Search code examples
rstringperformancevectorizationhamming-distance

Find the minimum hamming distance between a string and a long vector of strings (fast)


I need to calculate the hamming distance between an input string and a large string dataset. (All strings in the dataset have the same length of the input string.)

For example, if

input <- "YNYYEY"
dataset <- c("YNYYEE", "YNYYYY", "YNENEN", "YNYYEY")

the hamming distance between input and each string in dataset is 1, 1, 3, 0 so the minimum is 0. I have written a function to calculate the hamming distance between two strings:

HD <- function(str1, str2){

   str1 <- as.character(str1)
   str2 <- as.character(str2)

   length.str1 <- nchar(str1)
   length.str2 <- nchar(str2)

   string.temp1 <- c()
   for (i in 1:length.str1){
     string.temp1[i] = substr(str1, start=i, stop=i)
   }
   string.temp2 <- c()
   for (i in 1:length.str2){
     string.temp2[i] = substr(str2, start=i, stop=i)
   }
   return(sum(string.temp1 != string.temp2))
   }

But the dataset is too big so I need to speed it up, do you have any idea that I can do it quickly? Thank you for your help.


Solution

  • At R level you can use strsplit, cbind, !=, colSums and min. They are all "vectorized".

    a <- "YNYYEY"
    b <- c("YNYYEE", "YNYYYY", "YNENEN", "YNYYEY")
    A <- strsplit(a, split = "")[[1]]
    #[1] "Y" "N" "Y" "Y" "E" "Y"
    B <- do.call("cbind", strsplit(b, split = ""))
    #     [,1] [,2] [,3] [,4]
    #[1,] "Y"  "Y"  "Y"  "Y" 
    #[2,] "N"  "N"  "N"  "N" 
    #[3,] "Y"  "Y"  "E"  "Y" 
    #[4,] "Y"  "Y"  "N"  "Y" 
    #[5,] "E"  "Y"  "E"  "E" 
    #[6,] "E"  "Y"  "N"  "Y" 
    D <- colSums(A != B)
    #[1] 1 1 3 0
    min(D)
    #[1] 0
    

    This kind of "vectorization" creates many temporary matrices / vectors and uses plenty of RAM. But hopefully it is worthwhile.
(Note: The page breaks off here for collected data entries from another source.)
PR #14522, opened 2022-07-27
test: Port fulltext search tests to new setup

SevInf:
Close prisma/client-planning#36


SevInf:
Note: I hat to change the way we generate file paths for generated client in this setup. Previously, when we had this matrix:

```ts
[
  [
     { provider: 'sqlite', foo: 'abc' },
     { provider: 'postgresql', foo: 'def' }
  ],
  [
    { bar: '123', baz: '321' },
    { bar: '456', baz: '321 }
  ]
]
```

every single parameter was included in the path name, for example `provider=sqlite, foo=abc, bar=123, baz=321`.
I think with a long enough parameter list, like in this test, we hit character limit on the path in Windows. So, to fix this, only first key-value pair from each dimension is included. Example above will now be `provider=sqlite, bar=123`. This should be unique enough so clients, generated by different tests won't clash, but at the same time, consistently short enough so we don't have to worry about number of parameters we use in the matrix.

packages/client/tests/functional/fulltext-search/tests.ts
```diff
@@ -0,0 +1,158 @@
...
+          name: {
+            search: noResultsQuery,
+          },
+        },
+      })
+
+      expect(result).toEqual([])
+    })
+
+    testIf(process.platform !== 'win32')('bad query', async () => {
```
danstarns, line 80: Do we know why this is not run on windows?

danstarns (approved):

packages/client/tests/functional/fulltext-search/tests.ts
SevInf: I think it runs on windows, but error message is very different from linux/mac and it is impossible to update snapshot without windows machine.

PR #14527, opened 2022-07-28
feat(client): Tracing Connect and Disconnect

danstarns:
1. Add's tracing for the connect and disconnect methods. 

2. Refactors the connect and disconnect methods to use async-await. 

3. Engine core now requires the `runInSpan` and `runInActive` functions and so now all the tracing functions are exported from engine-core, **I cannot export the tracing functions from internals because this introduces a circular dependency**. 

Related: https://github.com/prisma/prisma-engines/pull/3087


packages/engine-core/src/library/LibraryEngine.ts
```diff
@@ -320,63 +322,87 @@ You may have to run ${chalk.greenBright('prisma generate')} for your changes to
...
-      return this.libraryStoppingPromise
+    if (!this.libraryStarted) {
+      return
     }
+
+    const tracingConfig = getTracingConfig(this)
+
+    const stopFn = async () => {
+      // TODO - What is doing, why '5'?
+      await new Promise((r) => setTimeout(r, 5))
```
millsp, line 387: I think this was to avoid a race condition in the event loop, probably something isn't awaited properly somewhere.

millsp: Could be because of the use of `async` in `Promise`, which is an anti-pattern. So we can maybe just remove this line.

danstarns: I have removed it! 🎉

danstarns: Adding this back because it makes this test fail: https://github.com/prisma/prisma/blob/main/packages/client/src/__tests__/integration/happy/disconnect-race/test.ts

millsp (approved):

PR #19876, opened 2023-06-21
fix(client): extensions $transaction result inference

### LINKED ISSUE #19867: 4.16.0 Count query is not returning the right type when in a transaction
### Bug description

When i use a transaction with an array arg, it doesnt return the correct type. It seems to be mixing up the types from both items in the transaction

### How to reproduce

Use prisma 4.16.0. This doesn't occur on earlier versions:
image

### Expected behavior

Returned type for total is `number`

### Prisma information

See above

### Environment & setup

- OS: macOS
- Database: PostgreSQL
- Node.js version: 18.12.0

### Prisma Version

```
4.16.0
```

millsp:
closes https://github.com/prisma/prisma/issues/19867

### DIFF
--- a/packages/client/tests/functional/extensions/tx.ts
+++ b/packages/client/tests/functional/extensions/tx.ts
@@ -191,7 +191,22 @@ testMatrix.setupTestSuite((_0, _1, clientMeta) => {
         isolationLevel: 'Serializable',
       })
 
-      expectTypeOf(data).toEqualTypeOf<({ id: string } | null)[]>()
+      expectTypeOf(data).toEqualTypeOf<[{ id: string } | null]>()
+    }
+  })
+
+  test('type inference allows for destructuring the array', () => {
+    ;async () => {
+      const xprisma = prisma.$extends({})
+
+      // @ts-test-if: provider !== 'mongodb'
+      const [data, count] = await xprisma.$transaction([
+        xprisma.user.findFirst({ select: { id: true } }),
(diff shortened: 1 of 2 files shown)


SevInf (approved):

packages/client/tests/functional/extensions/tx.ts
```diff
@@ -191,7 +191,21 @@ testMatrix.setupTestSuite((_0, _1, clientMeta) => {
         isolationLevel: 'Serializable',
       })
 
-      expectTypeOf(data).toEqualTypeOf<({ id: string } | null)[]>()
+      expectTypeOf(data).toEqualTypeOf<[{ id: string } | null]>()
+    }
+  })
+
+  test('type inference allows for destructuring the array', () => {
+    ;async () => {
```
Jolg42, line 199: nit: I don't understand why this test needs `;async () => {` like this. We usually do it like this
```
test('description', async () => {
```

Jolg42 (approved):

Jolg42:
Note: out in `4.16.1-dev.2` and up

packages/client/tests/functional/extensions/tx.ts
millsp: Yep, so this is because we don't really care to run it when it's type-level only

millsp: But it is still convenient to write it as a jest test even if it does not matter

PR #19899, opened 2023-06-22
test(client): extension with generic and non-generic model

### LINKED ISSUE #17458: Client extensions incorrect typings when defined both specific model and all models methods
### Bug description

Prisma client produces a compile error when using `$allModels` method if I defined a specific model method too. It seems that a model which has specific model methods cannot use `$allModels` methods.

### How to reproduce

https://github.com/tekihei2317/prisma-pagination-example/blob/main/scripts/query.ts#L12

Here’s repro repo.

I defined a `signUp` method to the user model, and a `paginate` method to all models. `xprisma.post.paginate` works well but `xprisma.user.paginate` produces a compile error that the `paginate` property does not exist.

### Expected behavior

Models have both specific model methods and `$allModels` methods. In the previous example, `xprisma.user` has both `signUp` and `paginate`.

### Prisma information

```prisma
model User {
  email String  @unique
  name  String?
  posts Post[]
}

model Post {
  title     String
  content   String?
  author    User     @relation(fields: [authorId], references: [id])
  authorId  Int
}
```

```ts
import { Prisma, PrismaClient } from "@prisma/client";

export const xprisma = prisma.$extends({
  model: {
    user: {
      async signUp(email: string) {
        await prisma.user.create({ data: { email } });
      },
    },
    $allModels: {
      async paginate<T, A>(
        this: T,
        args: Prisma.Exact<A, Prisma.Args<T, "findMany">> & {
          page: number;
          perPage: number;
        }
      ): Promise<Prisma.Result<T, A, "findMany">> {
        const { page, perPage } = args;

        return await (this as any).findMany({
          ...omit(args, "page", "perPage"),
          skip: perPage * (page - 1),
          take: perPage,
        });
      },
    },
  },
});

// ok
const posts = await xprisma.post.paginate({
  where: { authorId: 1 },
  orderBy: { createdAt: "desc" },
  page: 1,
  perPage: 5,
});

// compile error
// Property 'paginate' does not exist on type 'GetModel<UserDelegate<RejectOnNotFound | RejectPerOperation | undefined, { result: {} & Record<string, {}>; model: {} & Record<string, { paginate: () => <T, A>(this: T, args: Exact<...> & { ...; }) => Promise<...>; }> & { ...; }; client: {}; query: {}; }>, { ...; }>'.ts(2339)
const users = await xprisma.user.paginate({
  page: 1,
  perPage: 5,
});
```

### Environment & setup

- OS: macOS
- Database: SQLite
- Node.js version: 16.18.0

### Prisma Version

```
4.9.0
```

millsp:
closes https://github.com/prisma/prisma/issues/17458

### DIFF
--- a/packages/client/tests/functional/extensions/model.ts
+++ b/packages/client/tests/functional/extensions/model.ts
@@ -741,6 +741,45 @@ testMatrix.setupTestSuite(
       expectTypeOf(ctx).toHaveProperty('myCustomCallB').toEqualTypeOf<() => void>()
       expectTypeOf(ctx).toHaveProperty('update').toMatchTypeOf<Function>()
     })
+
+    test('one specific user extension along a generic $allModels model extension', () => {
+      const myCustomCallA = jest.fn()
+      const myCustomCallB = jest.fn()
+
+      const xprisma = prisma.$extends({
+        model: {
+          user: {
+            myCustomCallB(input: string) {
+              myCustomCallB(input)
+              return input
+            },
+          },
+          $allModels: {
+            myCustomCallA(input: number) {
+              myCustomCallA(input)
+              return input
+            },
+          },
+        },
+      })
+
+      const results = [
+        xprisma.user.myCustomCallA(42),
+        xprisma.user.myCustomCallA(42),
+        xprisma.user.myCustomCallB('Hello'),
+      ] as const
+
+      // @ts-expect-error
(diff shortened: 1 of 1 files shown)


SevInf (approved):

Jolg42 (approved):

Jolg42:
Note: this is a just a test.

PR #19907, opened 2023-06-22
fix(validatePrismaClientOptions): Add space to error message

janpio:


aqrln (approved):
LGTM, `getDidYouMean` also returns a string that starts with a space.

PR #19924, opened 2023-06-23
fix(client): On Windows, when using binary engine, do not run chmod

Jolg42:
Internal Slack
https://prisma-company.slack.com/archives/CRGDU19K6/p1687269464620359


janpio:
Can we do a test in this repo for this somehow?

Jolg42:
🤔 Didn't think about that yet
I think we better check inside the `plusX` function and exclude Windows there, so this doesn't happen by accident again

Jolg42:
Test is now passing: 
See prisma@4.17.0-integration-chmod-windows.2
https://github.com/prisma/ecosystem-tests/actions/runs/5359213266/jobs/9722561816

aqrln (approved):

jkomyno (approved):
Nit for the future: we could be more explicit about what `plusX` does by renaming it into something like `chmodPlusX`. This way, it'd be immediately apparent that it doesn't make much sense to call it on Windows.

Or, we could avoid the naming problem by adding a no-op within `plusX` whenever `process.platform === 'win32'`, to avoid trying to call `chmod` on platforms where it doesn't exist. I think the first solution would be cleaner, though.

PR #19942, opened 2023-06-24
fix(client): extensions with fluent api

### LINKED ISSUE #19921: Prisma Client fluent API does not work with extends anymore on 4.16.1
### Bug description

can't use [fluent api](https://www.prisma.io/docs/concepts/components/prisma-client/relation-queries#fluent-api)

since this last 4.16.1 version

```
Property '[REDACTED]' does not exist on type 'PrismaPromise<GetResult<{ ....}
```

### How to reproduce

try to use fluent api and latest version of Prisma

### Expected behavior

_No response_

### Prisma information

```ts
prisma.MODEL.findUnique().FLUENT_RELATION()
```

### Environment & setup

on macOS and node 20 but not the problem here

### Prisma Version

4.16.1

### LINKED ISSUE #19958: Getting wrong types with prisma client extensions
### Bug description

The findFirst interface doesnt report incorrect types on `4.16.1`. On `4.15` I didn't have this issue.

### How to reproduce

```ts
const x = await prisma.user.findFirst({ stripeCustomerId: customerId });
```

This code is definitely incorrect, it needs a `where` clause. But it doesn't report it as an error.

If I get rid of the extension code, it correctly reports a type error.

### Expected behavior

Type error is shown

### Prisma information

```ts
const client = (url: string | undefined) =>
  new PrismaClient(url ? { datasources: { db: { url } } } : undefined).$extends({
    model: {
      $allModels: {
        async exists<T>(this: T, where: Prisma.Args<T, 'findFirst'>['where']): Promise<boolean> {
          const context = Prisma.getExtensionContext(this);
          const result = await (context as any).count({ where });
          return result > 0;
        }
      }
    }
  });
```

Getting rid of the extension works

### Environment & setup

- OS: macOS
- Database: PostgreSQL
- Node.js version: 18.12.1

### Prisma Version

```
4.16.1
```

millsp:
closes https://github.com/prisma/prisma/issues/19921
closes https://github.com/prisma/prisma/issues/19958
closes https://github.com/prisma/team-orm/issues/118

Note that the tests were upgraded, and currently the version coming from `$extends` seems to be more type compliant (some tests wrt nullability are skipped with the regular client).

### DIFF
--- a/packages/client/src/runtime/core/types/Extensions.ts
+++ b/packages/client/src/runtime/core/types/Extensions.ts
@@ -2,10 +2,10 @@ import { Sql } from 'sql-template-tag'
 
 import { ITXClientDenyList } from '../../itxClientDenyList'
 import { RequiredArgs as UserArgs } from '../extensions/$extends'
-import { GetFindResult, GetResult as GetOperationResult, Operation } from './GetResult'
+import { FluentOperation, GetFindResult, GetResult as GetOperationResult, Operation } from './GetResult'
 import { Payload } from './Payload'
 import { PrismaPromise } from './Public'
-import { Call, ComputeDeep, Fn, Optional, Return, ToTuple, UnwrapTuple } from './Utils'
+import { Call, ComputeDeep, Exact, Fn, Optional, Path, Return, ToTuple, UnwrapTuple } from './Utils'
 
 /* eslint-disable prettier/prettier */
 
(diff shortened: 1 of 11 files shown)


packages/client/src/runtime/core/types/Public.ts
```diff
@@ -15,13 +15,14 @@ export type Args<T, F extends Operation> =
...
-  ? GetResult<T[symbol]['types']['operations'][F]['payload'], A, F>
+  T extends { [K: symbol]: { types: { payload: any } } }
+  ? GetResult<T[symbol]['types']['payload'], A, F>
   : never
 
-export type Payload<T, F extends Operation> =
-T extends { [K: symbol]: { types: { operations: { [K in F]: { payload: any } } } } }
-  ? T[symbol]['types']['operations'][F]['payload']
+// eslint-disable-next-line @typescript-eslint/no-unused-vars
+export type Payload<T, F extends Operation = never> =
```
millsp, line 23: `Operation` is virtually useless now, keeping it not to break the API

packages/client/src/runtime/core/types/Extensions.ts
```diff
@@ -60,11 +60,11 @@ export type DynamicQueryExtensionArgs<Q_, TypeMap extends TypeMapDef> = {
         : never
 }
 
-export type DynamicQueryExtensionCb<TypeMap extends TypeMapDef, _0 extends PropertyKey, _1 extends PropertyKey, _2 extends PropertyKey> =
+type DynamicQueryExtensionCb<TypeMap extends TypeMapDef, _0 extends PropertyKey, _1 extends PropertyKey, _2 extends PropertyKey> =
```
Jolg42, line 63: @SevInf previously added these exports to fix an issue with the TypeScript compiler, see https://github.com/prisma/prisma/pull/19885

Are we sure exports are not needed anymore?

SevInf: There is a test that will fail if declaration for extended client is not created, so i think it's fine.

SevInf (approved):

PR #19985, opened 2023-06-27
feat(client): add missing groupBy type string on middleware params action type

iurylippo:
If you are trying to filter a param action by groupBy in a middleware, it generates  a ts error:

image

This feature add missing groupBy type string on middleware params action type.


aqrln (approved):
Thank you for the contribution, the change looks good to me!

I've updated the branch and the snapshots since they have changed on `main` due to being differentiated by engine/runtime type now.

PR #20045, opened 2023-07-03
chore: rename prisma-fmt-wasm to prisma-schema-wasm

Jolg42:
Part of https://github.com/prisma/prisma-engines/pull/4033

### DIFF
--- a/packages/internals/src/__tests__/engine-commands/formatSchema.test.ts
+++ b/packages/internals/src/__tests__/engine-commands/formatSchema.test.ts
@@ -12,7 +12,7 @@ if (process.env.CI) {
 
 const ctx = jestContext.new().add(jestConsoleContext()).assemble()
 
-describe('format wasm', () => {
+describe('schema wasm', () => {
   describe('diff', () => {
     test('2-spaces', async () => {
       const schema = await fs.promises.readFile(path.join(fixturesPath, 'format', 'schema-2-spaces.prisma'), {
--- a/packages/internals/src/panic.ts
+++ b/packages/internals/src/panic.ts
@@ -36,6 +36,7 @@ export enum ErrorArea {
   PHOTON_STUDIO = 'PHOTON_STUDIO',
   // Unused since 4.9.0 and now using `LIFT_CLI`
   INTROSPECTION_CLI = 'INTROSPECTION_CLI',
+  // Note: prisma-fmt-wasm was renamed to prisma-schema-wasm in 5.0.0
   FMT_CLI = 'FMT_CLI',
   QUERY_ENGINE_BINARY_CLI = 'QUERY_ENGINE_BINARY_CLI',
   QUERY_ENGINE_LIBRARY_CLI = 'QUERY_ENGINE_LIBRARY_CLI',
--- a/packages/internals/src/wasm.ts
+++ b/packages/internals/src/wasm.ts
@@ -1,4 +1,4 @@
-import prismaFmt from '@prisma/prisma-fmt-wasm'
+import prismaSchemaWasm from '@prisma/prisma-schema-wasm'
 
 import { WasmPanicRegistry } from './WasmPanicRegistry'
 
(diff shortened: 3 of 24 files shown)


Jolg42:
Note: ignore the "The system cannot find the path specified." for Windows run, it looks like it started with https://github.com/prisma/prisma/pull/19427 and I'm checking what is the problem there.

packages/internals/src/wasm.ts
```diff
@@ -1,14 +1,14 @@
...
+import prismaSchemaWasm from '@prisma/prisma-schema-wasm'
 
 import { WasmPanicRegistry } from './WasmPanicRegistry'
 
 // Note: using `import { dependencies } from '../package.json'` here would break esbuild with seemingly unrelated errors.
 // eslint-disable-next-line @typescript-eslint/no-var-requires
 const { dependencies } = require('../package.json')
 
-export { prismaFmt }
+export { prismaSchemaWasm }
```
jkomyno, line 9: Nit: do we really need a named export in a `wasm.ts` file to have a `-Wasm` postfix?

jkomyno (approved):
It seems that both the CI and the codebase are handled! Nice, approving with a small nit that doesn't block merges.

packages/internals/src/wasm.ts
Jolg42: `prismaSchema` is usually used in the codebase to refer to the Prisma schema file, so I think we can be very explicit here

packages/internals/src/__tests__/engine-commands/formatSchema.test.ts
```diff
@@ -12,7 +12,7 @@ if (process.env.CI) {
 
 const ctx = jestContext.new().add(jestConsoleContext()).assemble()
 
-describe('format wasm', () => {
+describe('schema wasm', () => {
```
janpio, line 15: doesn't this refer to the action of formatting?

packages/internals/src/panic.ts
```diff
@@ -36,6 +36,7 @@ export enum ErrorArea {
   PHOTON_STUDIO = 'PHOTON_STUDIO',
   // Unused since 4.9.0 and now using `LIFT_CLI`
   INTROSPECTION_CLI = 'INTROSPECTION_CLI',
+  // Note: prisma-fmt-wasm was renamed to prisma-schema-wasm in 5.0.0
```
janpio, line 39: What does this refer to here?

packages/internals/src/wasm.ts
janpio: I agree, just `prismaSchema` would be dangerous.

packages/internals/src/wasm.ts
```diff
@@ -1,14 +1,14 @@
...
 // e.g. 4.3.0-18.a39215673171b87177b86233206a5d65f2558857
-export const prismaFmtVersion: string = dependencies['@prisma/prisma-fmt-wasm']
+export const prismaSchemaVersion: string = dependencies['@prisma/prisma-schema-wasm']
```
janpio, line 11: Shouldn't this be `prismaSchemaWasmVersion` then?

jkomyno: Right, https://github.com/prisma/prisma/pull/20106

packages/internals/src/panic.ts
jkomyno: The error area is something used in our internal error reporting dashboard to categorise Rust panics' "topic areas". It mirrors this `ErrorArea` enum [here](https://github.com/prisma/error-handling-backend/blob/482bf538ec055f4ef41926736d72c5f08e3b9a07/src/types/enums/index.ts#L11-L27).

packages/internals/src/__tests__/engine-commands/formatSchema.test.ts
Jolg42: Yes, here actually a better name would be "format" but actually these tests are now duplicates of the ones below, and we could clean up there, though not urgent at all.

PR #20071, opened 2023-07-05
feat(client)!: remove beforeExit from LibraryEngine and DataProxyEngine

### LINKED ISSUE #19312: Prisma Client: remove "beforeExit" hook from LibraryEngine/DataProxyEngine
```tsx
prisma.$on('beforeExit', () => {
   doSomething()
})
```

Notes:
Binary engine uses process exit hooks to shut down child process automatically and exposes `beforeExit` event so users still have an opportunity to handle process exit.
Library engine does not need to subscribe to signals/process exit events to function, but still does so it can expose this event. If this event is used, engine instance can not be GCed correctly. Since there is no need to listen to process exit for our own needs, we can remove this event from our API and ask users to setup process handlers themselves instead - data proxy engine already does that.

- [ ] prisma/docs#4998
- [ ] Remove code from LibraryEngine
- [ ] Also remove TODO & `NotImplementedYetError` from DataProxyEngine: see `./packages/engine-core/src/data-proxy/DataProxyEngine.ts`
- [ ] Replace by "only implemented in Binary engine"?
- [ ] Remove/update tests
- [ ] Release notes draft
- [ ] Anything else?

aqrln:
- Remove beforeExit from LibraryEngine and DataProxyEngine
- Run the exit hooks test only with binary engine
- Don't generate beforeExit type for the data proxy engine and the library engine

Closes https://github.com/prisma/prisma/issues/19312


jkomyno (approved):

packages/client/src/runtime/core/engines/library/LibraryEngine.ts
```diff
@@ -348,7 +337,11 @@ You may have to run ${green('prisma generate')} for your changes to take effect.
 
   on(event: EngineEventType, listener: (args?: any) => any): void {
     if (event === 'beforeExit') {
-      this.beforeExitListener = listener
+      console.warn(
+        `${yellow(
+          'prisma:warn',
+        )} "beforeExit" hook is not applicable to the library engine type, it is only relevant and implemented for the binary engine type. Please add your event listener to the \`process\` object directly instead.`,
```
Jolg42, line 343:
```suggestion
        )} "beforeExit" hook is not applicable to the library engine type since Prisma 5.0.0, it is only relevant and implemented for the binary engine type. Please add your event listener to the \`process\` object directly instead.`,
```

Jolg42 (approved):
Looks good to me :shipit:

packages/client/src/generation/TSClient/PrismaClient.ts
```diff
@@ -307,6 +307,14 @@ function runCommandRawDefinition(this: PrismaClientClass) {
   return ts.stringify(method, { indentLevel: 1, newLine: 'leading' })
 }
 
+function eventRegistrationMethodDeclaration(dataProxy: boolean) {
+  if (dataProxy) {
```
SevInf, line 311: Should we also generate the same on `getClientEngineType() === ClientEngineType.Library` ?

packages/client/src/runtime/core/engines/library/LibraryEngine.ts
SevInf: Should we have a hard error here? `beforeExit` event will never work, `console.warn` might be pretty easy to miss.

packages/client/src/generation/TSClient/PrismaClient.ts
aqrln: Actually yes, I forgot that the engine type can't be switched without regenerating the client anymore!

packages/client/src/utils/getTestClient.ts
```diff
@@ -65,10 +65,20 @@ export async function getTestClient(schemaDir?: string, printWarnings?: boolean)
   return getPrismaClient(options)
 }
```
Jolg42, line 66: Maybe could use some comments to document this for us internally

Jolg42 (approved):

SevInf (approved):

PR #20075, opened 2023-07-05
test(integration/happy/enum): dbgenerated() - update schema to current introspection state

janpio:
No need to wait to update the schema until we remove `dbgenerated()`, this already does not introspect like that any more.

(Created via downloading the database and running Introspection with 4.16.2)

Part of https://github.com/prisma/prisma/issues/19313

### DIFF
--- a/packages/client/src/__tests__/integration/happy/enums/schema.prisma
+++ b/packages/client/src/__tests__/integration/happy/enums/schema.prisma
@@ -3,30 +3,30 @@ datasource my_db {
   url      = "file:dev.db"
 }
 
+model Location {
+  city String @default("")
+  id   Int    @id @default(autoincrement())
+  User User[]
+}
+
+model Post {
+  createdAt DateTime @default(dbgenerated("'1970-01-01 00:00:00'"))
+  email     String   @unique(map: "Post.email") @default("")
+  id        String   @id
+  name      String   @default("")
+  updatedAt DateTime @default(dbgenerated("'1970-01-01 00:00:00'"))
+  user      String?
+  User      User?    @relation(fields: [user], references: [id], onUpdate: NoAction)
+}
+
 model User {
-  email        String    @default("") @unique
+  email        String    @unique(map: "User.email") @default("")
   favoriteTree String    @default("ARBORVITAE")
   id           String    @id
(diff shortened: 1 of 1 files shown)


packages/client/src/__tests__/integration/happy/enums/schema.prisma
```diff
@@ -3,30 +3,30 @@ datasource my_db {
...
+  id        String   @id
+  name      String   @default("")
+  updatedAt DateTime @default(dbgenerated("'1970-01-01 00:00:00'"))
+  user      String?
+  User      User?    @relation(fields: [user], references: [id], onUpdate: NoAction)
+}
+
 model User {
-  email        String    @default("") @unique
+  email        String    @unique(map: "User.email") @default("")
```
Jolg42, line 23: Is that "@unique(map: "User.email")" really expected? 🤔

packages/client/src/__tests__/integration/happy/enums/schema.prisma
```diff
@@ -3,30 +3,30 @@ datasource my_db {
...
 
+model Location {
+  city String @default("")
+  id   Int    @id @default(autoincrement())
+  User User[]
+}
+
+model Post {
+  createdAt DateTime @default(dbgenerated("'1970-01-01 00:00:00'"))
+  email     String   @unique(map: "Post.email") @default("")
```
Jolg42, line 14: Is that map for "@unique(map: "Post.email")" really expected? 🤔

Jolg42 (approved):

packages/client/src/__tests__/integration/happy/enums/schema.prisma
janpio: At least for this database, yes. 
Either the SQLite default naming scheme is different from what Prisma expects, or this database was created with these explicit names that do not match our naming scheme for unique indexes - so it renders them.

packages/client/src/__tests__/integration/happy/enums/schema.prisma
janpio: https://github.com/prisma/prisma/pull/20075#discussion_r1254275417

PR #20096, opened 2023-07-06
fix(client): statically inject prismaVersion to default-index.js

### LINKED ISSUE #19972: Prisma Client: updating to 4.16.0 or 4.16.1 breaks Cloudflare worker, it errors with `The package "path" wasn't found on the file system but is built into node`
### Bug description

    At C / C++ level you can do much much better (see a case study at here), but I am not keen on writing C / C++ code today.


    I come across the stringdist package (there is even a tag). The function stringdist relies on a workhorse routine stringdist:::do_dist, which is written in C. It spares my effort.

    library(stringdist)
    d <- stringdist(a, b, method = "hamming")
    #[1] 1 1 3 0
    min(d)
    #[1] 0
    

    stringdist() runs almost ten times slower than colSum().

    That is really interesting. Probably its C code or R code is doing something else complicated.